This course shows you how AI reasoning models work in clear, simple steps.You learn what they do, how they think, and where they fail.
What Reasoning Models Do
Reasoning models use a step-by-step scratchpad to solve tasks. This process is slow and careful, like human System 2 thinking. It can look like magic at first, but it is not. Here, you learn what happens inside the model as it works through a problem.
How They Form a Reasoning Chain
You study how a model builds each step in its chain of thoughts. You see how it deals with hard tasks and where it breaks down. Short hands-on tasks help you spot patterns in the model’s behavior.
How These Models Learn
You explore the training methods that shape the model’s skills. You learn how these methods guide the model toward better answers.
Reinforcement Learning
You examine how feedback helps a model improve. This includes RLHF and newer training ideas.
Reward Models and Data
You look at procedural reward models and the PRM800K dataset.

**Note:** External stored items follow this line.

PR #34355, opened 2026-05-25
fix(frontend-plugin-api): honor noHeader on all PageBlueprint pages

### LINKED ISSUE #34051: PageBlueprint "noHeader" override is not applied in certain scenarios
### 📜 Issue Labels

### 🔎 Search Terms

```plain
PageBlueprint
noHeader
Header
```

### 🗃️ Project Area

Unknown

### 🔗 External Integration

N/A

### 📝 Description & Context

I upgraded my Backstage app recently to version `1.50.1` and I wanted my frontend plugins to take the full screen, so I applied the `noHeader` override option.

The issue is that some plugins don't apply this `noHeader` option because of the code that's written here: [PageBlueprint](https://github.com/backstage/backstage/blob/master/packages/frontend-plugin-api/src/blueprints/PageBlueprint.tsx)

There is only one case where this `noHeader` is applied, which is if `params` has this `loader` function passed to it. Otherwise, all other pages won't apply this `noHeader` option.

For example look at these 2 if / else statement blocks:
- [If statement - block 1](https://github.com/backstage/backstage/blob/master/packages/frontend-plugin-api/src/blueprints/PageBlueprint.tsx#L122)
- [Else statement - block 2](https://github.com/backstage/backstage/blob/master/packages/frontend-plugin-api/src/blueprints/PageBlueprint.tsx#L172)

### 👍 Expected Behavior

I expect no header visible on the page when I apply `noHeader` override option to any frontend plugin

### 📦 Reproduction Repo

_No response_

### 🥾 Reproduction steps

Here is a block of code that helps with the reproduction:

```ts
import scaffolderPluginBase from '@backstage/plugin-scaffolder/alpha';

export const scaffolderPlugin = scaffolderPluginBase.withOverrides({
  extensions: [
    scaffolderPluginBase.getExtension('page:scaffolder').override({
      params: {
        noHeader: true,
      },
    }),
  ],
});
```

The `noHeader` override option does not work in this scenario because of this `else if` statement:
https://github.com/backstage/backstage/blob/master/packages/frontend-plugin-api/src/blueprints/PageBlueprint.tsx#L122

officialasishkumar:

The `noHeader` option on pages created with `PageBlueprint` only took effect for pages defined with a `loader`. Pages that render sub-pages with tabs, and pages without a loader, ignored the option and always rendered the plugin header, so overriding a page with `noHeader: true` had no effect for many plugins.

This forwards `noHeader` to the page layout in those cases as well, and makes the default page layout skip rendering its header when the option is set, so the page can fill all available space.

The change is covered by tests for both `PageBlueprint` and the default `PageLayout`.

Fixes #34051

### DIFF
--- a/.changeset/page-blueprint-no-header.md
+++ b/.changeset/page-blueprint-no-header.md
@@ -1,0 +1,5 @@
+---
+'@backstage/frontend-plugin-api': patch
+---
+
+Fixed the `noHeader` option on pages created with `PageBlueprint` only taking effect for pages that use a `loader`. The option is now also honored by pages that render sub-pages with tabs and by pages without a loader, and the default page layout now hides its header when the option is set.
--- a/packages/frontend-plugin-api/src/blueprints/PageBlueprint.test.tsx
+++ b/packages/frontend-plugin-api/src/blueprints/PageBlueprint.test.tsx
@@ -13,6 +13,7 @@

You see how these tools change model behavior.
Scaling and Test-Time Compute
You learn how model size and compute at run time affect reasoning quality. This helps you guess where the field is going.
When Models Mislead You
Some models hide parts of their reasoning or act in a strategic way. You study real cases where the model gives false paths or masks its inner steps.
How to Spot Problems
You learn simple checks to catch these issues. These skills help you judge if the model’s answer is sound or risky.